» **Information given**
PR #777, opened 2018-06-08
Refactor colours

36degrees:
- Define the colour palette in a map, rather than as multiple variables, allowing them to be overridden by consumers
- Add a new function `govuk-colour` to allow you to easily get an organisation colour
- Update other layers to use the `govuk-colour` function
- Remove tints
- Rename colours to be less opinionated (as raised in https://github.com/alphagov/govuk_elements/issues/561):
  - `mauve` → `light-purple`
  - `fuchsia` → `bright-purple`
  - `baby-pink` → `light-pink`
  - `mellow-red` → `bright-red`
  - `grass-green` → `light-green`

https://trello.com/c/B8OCSU8R/759-provide-a-defined-public-api-for-govuk-frontend


nickcolley:
Are there any restrictions where mixins can be used, or can they be composed the same way you would with variables?

igloosi:
getting rid of -25s and 50s as well?

36degrees:
> Are there any restrictions where mixins can be used, or can they be composed the same way you would with variables?

Do you mean functions? I've not come up against any issues so far… as far as I know you can use them anywhere.

36degrees:
> getting rid of -25s and 50s as well?

Yep. Discussed with @timpaul and we don't think they're useful at the minute - you can get them programatically and if we want people to stick to certain tints we should probably do that either via the mixin or through documentation.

» **Prompt**
Without any alteration, the preceding material should be retyped in full.

» **Task response**
PR #777, opened 2018-06-08
Refactor colours

36degrees:
- Define the colour palette in a map, rather than as multiple variables, allowing them to be overridden by consumers
- Add a new function `govuk-colour` to allow you to easily get an organisation colour
- Update other layers to use the `govuk-colour` function
- Remove tints
- Rename colours to be less opinionated (as raised in https://github.com/alphagov/govuk_elements/issues/561):
  - `mauve` → `light-purple`
  - `fuchsia` → `bright-purple`
  - `baby-pink` → `light-pink`
  - `mellow-red` → `bright-red`
  - `grass-green` → `light-green`

https://trello.com/c/B8OCSU8R/759-provide-a-defined-public-api-for-govuk-frontend


nickcolley:
Are there any restrictions where mixins can be used, or can they be composed the same way you would with variables?

igloosi:
getting rid of -25s and 50s as well?

36degrees:
> Are there any restrictions where mixins can be used, or can they be composed the same way you would with variables?

Do you mean functions? I've not come up against any issues so far… as far as I know you can use them anywhere.

36degrees:
> getting rid of -25s and 50s as well?

Yep. Discussed with @timpaul and we don't think they're useful at the minute - you can get them programatically and if we want people to stick to certain tints we should probably do that either via the mixin or through documentation.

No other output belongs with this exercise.